Conventional reflective antennas have been used for many applications including communications, radar, scanning, tracking, etc. Typical reflective antennas employ parabolic reflectors to focus electromagnetic energy to a particular focal point. Conventionally, reflective antenna structures are limited by restrictions imposed by parabolic reflectors. For example, parabolic reflectors are severely limited for use in high wind applications as parabolic reflectors exhibit high resistance to air flow. Conventional structures have suggested the use of enclosures for such reflective antennas. However, the parabolic curvature for such structures requires a deep curve in the reflector, limiting mobility the parabolic reflector within such structures.
Further, it has been suggested to electromagnetically emulate curved reflective surfaces of any geometry using a substantially planar microwave reflector antenna configuration.
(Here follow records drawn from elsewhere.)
PR #4803, opened 2020-09-29
Port catalogue search from digital twins implementation

reginapramesti:
### What this PR does

Fixes #3657 

Basically took the magda search implemented for digital twins and modified it so that it doesn't just load `MagdaReference` items but loads all groups and references

### Checklist

-   [ ] There are unit tests to verify my changes are correct or unit tests aren't applicable (if so, write quick reason why unit tests don't exist)
-   [ ] I've updated CHANGES.md with what I changed.

PR #7476, opened 2025-02-19
tsify data catalog tab and convert it to functional component

zoran995:
### What this PR does

This is needed for mobx-react upgrade as part of an upgrade to react 18.

### Test me

### Checklist


lib/ReactViews/ExplorerWindow/Tabs/DataCatalogTab.tsx
```diff
@@ -0,0 +1,94 @@
...
+            {/* TODO2: Implement a more generic MobX DataCatalogSearch */}
+            {searchState.catalogSearchProvider && (
+              <SearchBox
+                searchText={searchState.catalogSearchText}
+                onSearchTextChanged={changeSearchText}
+                onDoSearch={() => search()}
+                placeholder={searchPlaceholder}
+                debounceDuration={
+                  terria.catalogReferencesLoaded &&
+                  searchState.catalogSearchProvider
```
pjonsson: This part of the condition is already checked on line 51.

lib/ReactViews/ExplorerWindow/Tabs/DataCatalogTab.tsx
```diff
@@ -0,0 +1,94 @@
...
+import DataPreview from "../../Preview/DataPreview";
+import Breadcrumbs from "../../Search/Breadcrumbs";
+import SearchBox, { DEBOUNCE_INTERVAL } from "../../Search/SearchBox.jsx";
+import Styles from "./data-catalog-tab.scss";
+import { useViewState } from "../../Context";
+
+interface DataCatalogTabProps {
+  items?: unknown[];
+  searchPlaceholder?: string;
+  onActionButtonClicked?: () => void;
```
pjonsson: This type is `(item: something) => void`.

lib/ReactViews/ExplorerWindow/Tabs/DataCatalogTab.tsx
```diff
@@ -0,0 +1,94 @@
...
+    breadcrumbsShown: showBreadcrumbs,
+    terria
+  } = viewState;
+
+  const searchPlaceholder =
+    props.searchPlaceholder || t("addData.searchPlaceholder");
+
+  const changeSearchText = (newText: string) => {
+    runInAction(() => {
+      viewState.searchState.catalogSearchText = newText;
```
pjonsson, line 38: Should this use `searchState.X` instead of `viewState.searchState.X` just like the return statement a few lines below?

pjonsson:
I did the straightforward (?) conversion to ES6 objects of some of this stuff in #7415, you might be able to cherry-pick the non-overlapping parts on top of this to get more TSification of this part of the code.

lib/ReactViews/ExplorerWindow/Tabs/DataCatalogTab.tsx
```diff
@@ -0,0 +1,92 @@
...
+import SearchBox, { DEBOUNCE_INTERVAL } from "../../Search/SearchBox.jsx";
+import Styles from "./data-catalog-tab.scss";
+
+interface DataCatalogTabProps {
+  items?: unknown[];
+  searchPlaceholder?: string;
+  onActionButtonClicked?: (item: CatalogMemberMixin.Instance) => void;
+}
+
+const DataCatalogTab = observer(function DataCatalogTab(
```
pjonsson, line 20: The `const DataCatalogTab` gets shadowed by the function name inside `observer()`, is that intentional or could the function passed to the observer be without name?

lib/ReactViews/ExplorerWindow/Tabs/DataCatalogTab.tsx
```diff
@@ -0,0 +1,92 @@
...
+                searchText={searchState.catalogSearchText}
+                onSearchTextChanged={changeSearchText}
+                onDoSearch={() => search()}
+                placeholder={searchPlaceholder}
+                debounceDuration={
+                  terria.catalogReferencesLoaded
+                    ? (searchState.catalogSearchProvider as any)
+                        .debounceDurationOnceLoaded
+                    : DEBOUNCE_INTERVAL
+                }
```
na9da: ~Possible error: Previously, if  either `terria.catalogReferencesLoaded` is `false` or if `searchState.catalogSearchProvider` is `undefined` the duration defaults to `DEBOUNCE_INTERVAL`. But now if `searchState.catalogSearchProvider` is `undefined` it could result in a type error?~ Nah, my bad - we are ruling out the `undefined` case above.

Also looking at the `any` cast, I'm thinking whether we can hardcode `debounceDurationOnceLoaded` within `DataCatalogTab` component. I don't see a reason why it needs to be configurable at the `CatalogSearchProvider` level.

zoran995: `debounceDurationOnceLoaded` was added in #4803 don't know the exact reason why it was added. I have improved type cast, but I also don't see why we need that we can just hardcode the value

na9da (approved):

PR #7477, opened 2025-02-19
convert search box and results to functional component

### LINKED ISSUE #7518: Tsify SearchBoxAndResults and convert to functional component
To ensure compatibility with the new `mobx-react`, we need to move SearchBoxAndResults to a functional component as part of this effort this component should be moved to the typescript

p.s. we already have this completed, just need to cherry-pick the changes

zoran995:
### What this PR does

Fixes: #7518 

This is needed for mobx-react upgrade as part of an upgrade to react 18.

### Test me

Verify that search box and results for the same as on main:
- search results are properly renderer and click on search results 
- clearing search box closes the search results panel
- clearing the search box removes the marker from the map

### Checklist


lib/ReactViews/Search/SearchBoxAndResults.tsx
```diff
@@ -67,85 +73,65 @@ const PresentationBox = styled(Box).attrs({
 
 export const LOCATION_SEARCH_INPUT_NAME = "LocationSearchInput";
 
-export class SearchBoxAndResultsRaw extends React.Component {
-  constructor(props) {
-    super(props);
-    this.locationSearchRef = React.createRef();
-  }
+interface SearchBoxAndResultsProps {
+  placeholder?: string;
```
pjonsson: The placeholder is set as `isRequired` in the old code, is the `?` intentional here?

zoran995: It is only used in the `SearchBox`, and it is not required there; furthermore, tests did not provide the placeholder value, so I assumed it is safe to make it optional (can make it required if needed).

zoran995: I have made it required again

lib/ReactViews/Search/SearchBoxAndResults.tsx
```diff
@@ -67,85 +73,65 @@ const PresentationBox = styled(Box).attrs({
...
-    );
-  }
+      // TODO(wing): why is this a reaction here and not in viewState itself?
+      // Close the search results when the Now Viewing changes (so that it's visible).
+      const disposeReaction = reaction(
+        () => viewState.terria.workbench.items,
+        () => {
+          viewState.searchState.showLocationSearchResults = false;
+        }
+      );
```
na9da: Suggestion: Here again we can replace the `reaction` with a `useEffect` like:

```js
    useEffect(() => {
      viewState.searchState.showLocationSearchResults = false;
    }, [viewState.terria.workbench.items]);
```

lib/ReactViews/Search/SearchBoxAndResults.tsx
```diff
@@ -158,10 +144,10 @@ export class SearchBoxAndResultsRaw extends Component {
...
           <PresentationBox highlightBottom={shouldShowResults}>
             <SearchBox
-              ref={this.locationSearchRef}
-              onSearchTextChanged={this.changeSearchText.bind(this)}
-              onDoSearch={this.search.bind(this)}
-              onFocus={this.startLocationSearch.bind(this)}
+              ref={locationSearchRef}
+              onSearchTextChanged={changeSearchText.bind(this)}
+              onDoSearch={search.bind(this)}
+              onFocus={startLocationSearch.bind(this)}
```
na9da: We don't need the `.bind(this)` anymore.

na9da (changes requested):
Looks good @zoran995. I have left a couple of comments.

lib/ReactViews/Search/SearchBoxAndResults.tsx
zoran995: yeah we can do that here as it is a simple value so we will always have new reference

na9da (approved):
LGTM. Please fix CHANGES.md before you merge.

PR #7498, opened 2025-02-25
disable deployment actions job on forks

zoran995:
### What this PR does

### Test me

### Checklist

### DIFF
--- a/.github/workflows/deploy.yml
+++ b/.github/workflows/deploy.yml
@@ -4,6 +4,7 @@ on: push
 
 jobs:
   deploy:
+    if: github.repository_owner == 'TerriaJS'
     runs-on: ubuntu-latest
     steps:
       - uses: actions/checkout@v2


.github/workflows/deploy.yml
```diff
@@ -4,6 +4,7 @@ on: push
 
 jobs:
   deploy:
+    if: github.repository_owner == 'TerriaJS'
```
pjonsson, line 7: Doesn't this need to be `if: ${{ github.repository_owner == 'TerriaJS' }}` like the example at https://docs.github.com/en/actions/writing-workflows/choosing-what-your-workflow-does/accessing-contextual-information-about-workflow-runs#determining-when-to-use-contexts?

zoran995: I used this doc https://docs.github.com/en/actions/writing-workflows/choosing-when-your-workflow-runs/using-conditions-to-control-job-execution, which also references another doc that states 
> The exception to this rule is when you are using expressions in an if clause, where, optionally, you can usually omit ${{ and }}. For more information about if conditionals, see [Workflow syntax for GitHub Actions](https://docs.github.com/en/actions/using-workflows/workflow-syntax-for-github-actions#jobsjob_idif).

ljowen (approved):

PR #7504, opened 2025-02-26
Fix GeoJSON regression bug + add tests

nf-s:
### Fix GeoJSON regression bug + add tests

Fix bug introduced in https://github.com/TerriaJS/terriajs/pull/7144

### Test me

There are three geojson files, all three won't work in `main`

- Before http://ci.terria.io/main/#share=s-fR3L6Wrn6XB731RwOjMDNWAe4dJ
- After http://ci.terria.io/fix-geojson-protomaps-bug/#share=s-fR3L6Wrn6XB731RwOjMDNWAe4dJ

### Checklist


lib/Map/Vector/ProtomapsGeojsonSource.ts
```diff
@@ -82,73 +82,133 @@ export class ProtomapsGeojsonSource implements TileSource {
...
+        numVertices = transformedGeom.length;
+      }
+
+      if (f.type === 0) return null;
+
+      const geomType = {
+        [1]: GeomType.Point,
+        [2]: GeomType.Line,
+        [3]: GeomType.Polygon
+      }[f.type];
```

U.S. Pat. No. 4,905,014 issued to Gonzalez et al., Feb. 27, 1990, the contents of which are fully incorporated herein by reference, teaches a phasing structure emulating desired reflective surfaces regardless of the geometry of the physical surfaces to which the microwave phasing structure is made to conform, wherein the structure may be fabricated as a fraction of the wavelength of the operating frequency of the phasing surface. The aforementioned technology, marketed as Flat Parabolic Surface (FLAPS™) technology accomplishes the aforementioned function using a dipole antenna placed in front of a ground plane. However, such planar structures require large reflective surfaces at operating frequencies and may be susceptible to scan degradation.
While conventional antenna structures teach phasing structures of multiple geometries and different surfaces, such structures struggle to provide multiple high gain beams.